— WORK TASK —
Return every entry below exactly as written.

Stored data:
PR #12715, opened 2026-03-10
Merge 4UC credits

Hokath:
I'm not aware of this information being added to the repo during integration?

### DIFF
--- a/(1) Community Patch/Credits.txt
+++ b/(1) Community Patch/Credits.txt
@@ -108,9 +108,6 @@ Things borrowed from other mods:
 		- KevinJK - idea and picture of Lamassu Gate UB.
 
 	Austria:
-		- JFD - idea of Landwehr UU,
-		- janboruta - picture and flag of Landwehr,
-		- bernie14 - 3D model of Landwehr.
 
 	Aztec:
 		- mikeburnfire - idea, picture and 3D model of Eagle UU,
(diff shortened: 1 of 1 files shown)


(1) Community Patch/Credits.txt
```diff
@@ -128,7 +66,251 @@ Big Wave : Lord on game-icons.net
...
+	Huns:
+		- JFD - idea of Tarkhan UU (Alan Cavalry)
+		- janboruta - picture and flag of Tarkhan,
+		- danrell - 3D model of Tarkhan,
+		- Wodhann - Picture of Alti Cur UB (Yurt).
+		  
+	Inca:
+		- Leugi - idea, picture and flag of Chasqui UU and Coca UR,
+		- JTitan - 3D model of Chasqui,
+
```
azum4roll, line 182: But we have neither of these. And many other original 4UC stuff.

Hokath: We have them in the files (not sure about Chasqui model, but the icons we do)

Hokath:
But yes, this is probably not complete, we should aim to make sure the credits include all assets we've used, even if we have permission in private communications.

(1) Community Patch/Credits.txt
```diff
@@ -284,6 +275,7 @@ Things borrowed from other mods:
 
 	Siam:
 		- snafusmith - 3D model of Seir Morb UU (155 mm gun).
+        - Putmalk - Seir Morb icon
```
azum4roll, line 278: It's called Suea Mop now

azum4roll:
Can you also find the ones added in 2UC? Cuirassiers etc.

vaderkos:
What about having changelog folder, and having credits and changes inside. Something like

```
Changelog/v5.1.4_2026_10_10.md
Changelog/v5.1.4_2026_10_10.md
and etc.
```

PR #12717, opened 2026-03-10
Fix database errors

axatin:
and remove everything related to asamu


Hokath:
@KungCheops told me we've both added the
UPDATE Defines SET Value = 50 WHERE Name = 'NONCOMBAT_UNIT_RANGED_DAMAGE';
in DefineChanges.sql

Could you remove one?

axatin:
> @KungCheops told me we've both added the UPDATE Defines SET Value = 50 WHERE Name = 'NONCOMBAT_UNIT_RANGED_DAMAGE'; in DefineChanges.sql
> 
> Could you remove one?

Done

PR #12731, opened 2026-03-13
Bugfixes

axatin:


CvGameCoreDLL_Expansion2/CvDiplomacyAI.cpp
```diff
@@ -11414,7 +11414,7 @@ int CvDiplomacyAI::ComputeDynamicStrengthModifier(PlayerTypes ePlayer, PlayerTyp
 	if (!GET_PLAYER(ePlayer).isMajorCiv())
 		return 0;
 
-	int iModifier = 0;
+	int iModifier = 100;
```
RecursiveVision, line 11417: @axatin Good catch. The line just above should also be returning iStrength, not 0 (as in ComputeRatingStrengthAdjustment).

axatin: Fixed

azum4roll:
But buttons also aren't always responsive.

axatin:
for some reason it works much better with a button

PR #12741, opened 2026-03-15
Fix non-mercantile civs giving happiness

axatin:


azum4roll:
Was this the case pre-rework?

axatin:
No, the two functions were only used in GetCurrentHappinessFlatBonus, which had the trait guard at the beginning.

Hokath:
Aha I see, so the tooltip generator needed a guard too.
I was confused at first because I wasn't seeing extra happiness in my game

PR #12745, opened 2026-03-16
Possible fix for IsBeliefValid crash when city doesn't have any religious presence

KungCheops:
Maybe there's another way to fix this that solves the root cause, but this at least removes the crash


axatin:
pCity->GetCityReligions().m_pCity should always be pCity. if it doesn't, we need to investigate and fix the root cause, so it's better to let it crash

— OUTPUT FOR THIS TASK —
PR #12715, opened 2026-03-10
Merge 4UC credits

Hokath:
I'm not aware of this information being added to the repo during integration?

### DIFF
--- a/(1) Community Patch/Credits.txt
+++ b/(1) Community Patch/Credits.txt
@@ -108,9 +108,6 @@ Things borrowed from other mods:
 		- KevinJK - idea and picture of Lamassu Gate UB.
 
 	Austria:
-		- JFD - idea of Landwehr UU,
-		- janboruta - picture and flag of Landwehr,
-		- bernie14 - 3D model of Landwehr.
 
 	Aztec:
 		- mikeburnfire - idea, picture and 3D model of Eagle UU,
(diff shortened: 1 of 1 files shown)


(1) Community Patch/Credits.txt
```diff
@@ -128,7 +66,251 @@ Big Wave : Lord on game-icons.net
...
+	Huns:
+		- JFD - idea of Tarkhan UU (Alan Cavalry)
+		- janboruta - picture and flag of Tarkhan,
+		- danrell - 3D model of Tarkhan,
+		- Wodhann - Picture of Alti Cur UB (Yurt).
+		  
+	Inca:
+		- Leugi - idea, picture and flag of Chasqui UU and Coca UR,
+		- JTitan - 3D model of Chasqui,
+
```
azum4roll, line 182: But we have neither of these. And many other original 4UC stuff.

Hokath: We have them in the files (not sure about Chasqui model, but the icons we do)

Hokath:
But yes, this is probably not complete, we should aim to make sure the credits include all assets we've used, even if we have permission in private communications.

(1) Community Patch/Credits.txt
```diff
@@ -284,6 +275,7 @@ Things borrowed from other mods:
 
 	Siam:
 		- snafusmith - 3D model of Seir Morb UU (155 mm gun).
+        - Putmalk - Seir Morb icon
```
azum4roll, line 278: It's called Suea Mop now

azum4roll:
Can you also find the ones added in 2UC? Cuirassiers etc.

vaderkos:
What about having changelog folder, and having credits and changes inside. Something like

```
Changelog/v5.1.4_2026_10_10.md
Changelog/v5.1.4_2026_10_10.md
and etc.
```

PR #12717, opened 2026-03-10
Fix database errors

axatin:
and remove everything related to asamu


Hokath:
@KungCheops told me we've both added the
UPDATE Defines SET Value = 50 WHERE Name = 'NONCOMBAT_UNIT_RANGED_DAMAGE';
in DefineChanges.sql

Could you remove one?

axatin:
> @KungCheops told me we've both added the UPDATE Defines SET Value = 50 WHERE Name = 'NONCOMBAT_UNIT_RANGED_DAMAGE'; in DefineChanges.sql
> 
> Could you remove one?

Done

PR #12731, opened 2026-03-13
Bugfixes

axatin:


CvGameCoreDLL_Expansion2/CvDiplomacyAI.cpp
```diff
@@ -11414,7 +11414,7 @@ int CvDiplomacyAI::ComputeDynamicStrengthModifier(PlayerTypes ePlayer, PlayerTyp
 	if (!GET_PLAYER(ePlayer).isMajorCiv())
 		return 0;
 
-	int iModifier = 0;
+	int iModifier = 100;
```
RecursiveVision, line 11417: @axatin Good catch. The line just above should also be returning iStrength, not 0 (as in ComputeRatingStrengthAdjustment).

axatin: Fixed

azum4roll:
But buttons also aren't always responsive.

axatin:
for some reason it works much better with a button

PR #12741, opened 2026-03-15
Fix non-mercantile civs giving happiness

axatin:


azum4roll:
Was this the case pre-rework?

axatin:
No, the two functions were only used in GetCurrentHappinessFlatBonus, which had the trait guard at the beginning.

Hokath:
Aha I see, so the tooltip generator needed a guard too.
I was confused at first because I wasn't seeing extra happiness in my game

PR #12745, opened 2026-03-16
Possible fix for IsBeliefValid crash when city doesn't have any religious presence

KungCheops:
Maybe there's another way to fix this that solves the root cause, but this at least removes the crash


axatin:
pCity->GetCityReligions().m_pCity should always be pCity. if it doesn't, we need to investigate and fix the root cause, so it's better to let it crash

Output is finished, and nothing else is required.